In Sri Lankan writer Shehan Karunatilaka’s genre-bending and Booker Prize winning novel Maali Almeida wakes up one day to find himself dead. Or maybe he's in dream caused by one of those "silly pills" his friend Jaki gives him. Soon he finds himself in a waiting room in the In-Between, where he has seven moons (days) to prepare to move into The Light, or not.
Maali's problem with this is he realizes he was murdered, but doesn’t know why or by whom. His other problem is that as a war photographer, a gambler, and a closeted gay man in Sri Lanka in 1990 there are countless possible suspects: the army, the government, private security forces, Indian Peace Keepers, NGO workers, communists, Tamil and Sinhalese nationalists, not to mention ex lovers, and those he owes money.
So begins a story that's part noir fiction, part political thriller, and part magical realist portrayal of an afterworld populated by a variety of spirits, ghosts, and monsters with widely divergent agendas. Among those he meets is a dead communist set on organizing a rebellion from the beyond to achieve the justice he couldn't Down There. How to do that without bodies or voices to influence the living is unclear.

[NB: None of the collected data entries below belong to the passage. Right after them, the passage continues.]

PR #1385, opened 2026-09-03
fix(guacamole): coalesce VNC wheel floods and label meta keys by device

neooriginal:
## Summary
- Cap guacamole-common-js wheel-button floods so VNC scrolling stays usable over high-latency proxies such as Cloudflare, instead of queuing seconds of leftover scroll. The websocket path is unchanged.
- Label the VNC toolbar Super/Cmd on non-Windows clients instead of always showing Windows key / Win+L. RDP stays Windows-branded.

## Test plan
- [x] Open a VNC session through a Cloudflare (or similarly lagged) remote URL and scroll with a mouse wheel and a trackpad. Scrolling should move promptly and stop when you stop, not crawl for a long time afterward.
- [x] Confirm a local/low-latency VNC session still scrolls by the expected amount for a single wheel notch.
- [x] On macOS, open a VNC session and confirm the toolbar shows Cmd / Cmd+L, not Win.
- [x] On Linux, open a VNC session and confirm Super / Super+L.
- [x] On Windows or any RDP session, confirm Win / Win+L are unchanged.
- [x] Sticky modifier still sends Super_L (0xffeb) after the label change.


ZacharyZcR (approved):
Reviewed at d44a7b37bf4f111e4290dc62fc566ea4a0a9f721. The scroll coalescer preserves Guacamole press/release pairs, caps queued wheel clicks, clears pending timers on teardown, and leaves the remote keysym unchanged while adjusting only the device-facing label. Local verification passed: TypeScript project check and all 15 focused Guacamole tests.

Seven Moons is the opposite of a page turner. You don't race through looking for clues to whodunit. Instead you marvel at every sentence as the author creates wonderfully imagined tale moving back and forth between the living and the dead. The parallels between the two realms call to mind the ancient idea, As Above, So Below.
By the time Maali's killer, and manner of death, are revealed it really doesn't matter much. In reading this book, it's in the journey not the destination that you find your reward.